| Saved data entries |

____________

PR #2924, opened 2024-08-23
[EASY] Improve config group for blockscout and ethplorer

m-lord-renkse:
# Description
Improve the groups for `ethplorer` and `blockscout` inspired by the CoinGecko configuration done in: https://github.com/cowprotocol/services/pull/2909

## How to test
1.Unit test

### DIFF
--- a/crates/shared/src/arguments.rs
+++ b/crates/shared/src/arguments.rs
@@ -241,7 +241,7 @@ pub struct Arguments {
 pub fn display_secret_option<T>(
     f: &mut Formatter<'_>,
     name: &str,
-    option: &Option<T>,
+    option: Option<&T>,
 ) -> std::fmt::Result {
     display_option(f, name, &option.as_ref().map(|_| "SECRET"))
 }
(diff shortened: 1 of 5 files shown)


crates/shared/src/bad_token/token_owner_finder.rs
```diff
@@ -75,21 +75,13 @@ pub struct Arguments {
...
-    /// Override the default blockscout API url for this network
-    #[clap(long, env)]
-    pub blockscout_api_url: Option<Url>,
-
-    /// The blockscout API key.
-    #[clap(long, env)]
-    pub blockscout_api_key: Option<String>,
+    /// The blockscout configuration.
+    #[clap(flatten)]
+    pub blockscout: Blockscout,
```
MartinquaXD, line 80: Shouldn't the groups themselves be optional and the individual fields in the struct be required?
That way you only have the `blockscout` struct if everything is configured correctly and don't have to map optionals awkwardly.

crates/shared/src/arguments.rs
```diff
@@ -241,7 +241,7 @@ pub struct Arguments {
 pub fn display_secret_option<T>(
     f: &mut Formatter<'_>,
     name: &str,
-    option: &Option<T>,
+    option: Option<&T>,
```
m-lord-renkse, line 244: `&Option<T>` is an anti-pattern.

crates/shared/src/bad_token/token_owner_finder.rs
MartinquaXD: Seems like this can be achieved by making the fields not `Option`s but setting `required=false` on the field macro.

MartinquaXD (approved):

PR #2926, opened 2024-08-27
Insert auction prices in batches

squadgazzz:
# Description
Since all the native prices are stored instead of just the ones the winning solution won, this process takes much more time than before.
image

# Changes
Store prices in batches should speed up this.

## How to test
Existing tests.


sunce86 (approved):
Nice fix. How did you estimate the proper batch size to be 5000?

squadgazzz:
> How did you estimate the proper batch size to be 5000?

Based on previous experience. where ~5k batches showed best performance(but actually with more columns).

MartinquaXD (approved):

PR #2927, opened 2024-08-28
[EASY] Use autopilot ethrpc config from args

squadgazzz:
# Description
Currently, ethrpc values are hardcoded. It makes sense to start using values from arguments to adjust them using infra. No config change is required since the same ones are used in the pulumi config.

### DIFF
--- a/crates/autopilot/src/boundary/mod.rs
+++ b/crates/autopilot/src/boundary/mod.rs
@@ -26,9 +26,8 @@ use {crate::domain, ethrpc::Web3, std::collections::HashMap, url::Url};
 pub mod events;
 pub mod order;
 
-/// Builds a web3 client that bufferes requests and sends them in a
-/// batch call.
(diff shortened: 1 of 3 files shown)


sunce86 (approved):

crates/autopilot/src/boundary/mod.rs
```diff
@@ -28,17 +28,12 @@ pub mod order;
 
 /// Builds a web3 client that bufferes requests and sends them in a
 /// batch call.
-pub fn buffered_web3_client(ethrpc: &Url) -> Web3 {
-    let ethrpc_args = shared::ethrpc::Arguments {
-        ethrpc_max_batch_size: 20,
-        ethrpc_max_concurrent_requests: 10,
-        ethrpc_batch_delay: Default::default(),
-    };
+pub fn buffered_web3_client(ethrpc: &Url, ethrpc_args: &shared::ethrpc::Arguments) -> Web3 {
```
MartinquaXD, line 31: nit: `ethrpc_args` can be configured such that no buffering will happen so this function name is a bit misleading.

MartinquaXD (approved):

PR #2928, opened 2024-08-28
Insert auction participants in batches

squadgazzz:
Similarly to https://github.com/cowprotocol/services/pull/2926, inserts auction participants to the DB in batches to speed up the process since this is executed inside the runloop critical path.


sunce86 (approved):
This doesn't bring any improvement, it's just for completness to apply similar way of inserting for most tables?

MartinquaXD (approved):

PR #2930, opened 2024-08-28
Revert #2906 & #2925

squadgazzz:
Reverts #2906 & #2925 since there are still problems on arb1 for some reason.


sunce86 (approved):
We might still have the time to fix any pending issues if you have time for it, but approving so the PR can be merged before Friday EOD if need be.

squadgazzz:
> We might still have the time to fix any pending issues if you have time for it, but approving so the PR can be merged before Friday EOD if need be.

Yep, the PR was created just in case the issue is not addressed until EOW. I am currently looking into it.

PR #2931, opened 2024-08-29
Handle ethflow_refunds empty table case

squadgazzz:
# Description
https://github.com/cowprotocol/services/pull/2906 moved refund indexer maintenance into the solvable orders cache update loop. When there are no ethflow refunds in the DB or the last refund is very old, the refund indexer tries to fetch all the blocks, which might execute for more than 10 minutes, resulting in autopilot restarts and the whole protocol being stuck.

# Changes

Change the behavior of calculating the starting index for refund indexer. If a recent eth-flow refund exists **within the last day**, it prioritizes this. Otherwise, it falls back to the most recent block from broadcasted orders. Then select the highest value among the value calculated in the previous step, settlement contract block and configured `ethflow_indexing_start`.

## How to test
Staging.
image

### DIFF
--- a/crates/autopilot/src/database/onchain_order_events/ethflow_events.rs
+++ b/crates/autopilot/src/database/onchain_order_events/ethflow_events.rs
@@ -219,8 +219,8 @@ pub async fn determine_ethflow_refund_indexing_start(
 }
 
 /// This function attempts to find the latest block that has processed eth-flow
-/// orders or broadcasted orders. If recent Eth-flow orders exist within the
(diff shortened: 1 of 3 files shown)


fleupold (approved):
I think this change works, however I think it would be better to keep this job off the critical auction creation path altogether. 
Ethflow refunds have nothing to do with the auction creation (in fact they could be run in a separate permissionless service).

Maybe we don't need to put all maintenance jobs on the critical path and instead have some that are still run in the background regardless of the sync loop.

PR #2932, opened 2024-08-30
[EASY] Add log for volume based fee

sunce86:
# Description
Haris noticed we are missing logs for volume based fees in the driver.

### DIFF
--- a/crates/driver/src/domain/competition/solution/fee.rs
+++ b/crates/driver/src/domain/competition/solution/fee.rs
@@ -126,7 +126,11 @@ impl Fulfillment {
                 )?;
                 self.calculate_fee(price_limits, prices, *factor, *max_volume_factor)
             }
-            FeePolicy::Volume { factor } => self.fee_from_volume(prices, *factor),
+            FeePolicy::Volume { factor } => {
+                let fee_from_volume = self.fee_from_volume(prices, *factor)?;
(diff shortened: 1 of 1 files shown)


squadgazzz (approved):
Why do we want to log only Volume based fees?

crates/driver/src/domain/competition/solution/fee.rs
```diff
@@ -126,7 +126,11 @@ impl Fulfillment {
                 )?;
                 self.calculate_fee(price_limits, prices, *factor, *max_volume_factor)
             }
-            FeePolicy::Volume { factor } => self.fee_from_volume(prices, *factor),
+            FeePolicy::Volume { factor } => {
+                let fee_from_volume = self.fee_from_volume(prices, *factor)?;
+                tracing::debug!(uid=?self.order().uid, ?fee_from_volume, executed=?self.executed(), surplus_fee=?self.surplus_fee(), "calculated protocol fee");
```
MartinquaXD, line 131: `cargo fmt` is not always able to format long macros.
Could you manually add the required line breaks here and for the `price improvement` log?

MartinquaXD (approved):

sunce86:
> Why do we want to log only Volume based fees?

Other types are already logged inside `calculate_fee` function.

crates/driver/src/domain/competition/solution/fee.rs
sunce86: cargo fmt returns errors when i manually add breaks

____________

| Task directions |
Check every line above for the string "shared" and copy those that have it.

| Response to the task |
--- a/crates/shared/src/arguments.rs
+++ b/crates/shared/src/arguments.rs
crates/shared/src/bad_token/token_owner_finder.rs
crates/shared/src/arguments.rs
crates/shared/src/bad_token/token_owner_finder.rs
-    let ethrpc_args = shared::ethrpc::Arguments {
+pub fn buffered_web3_client(ethrpc: &Url, ethrpc_args: &shared::ethrpc::Arguments) -> Web3 {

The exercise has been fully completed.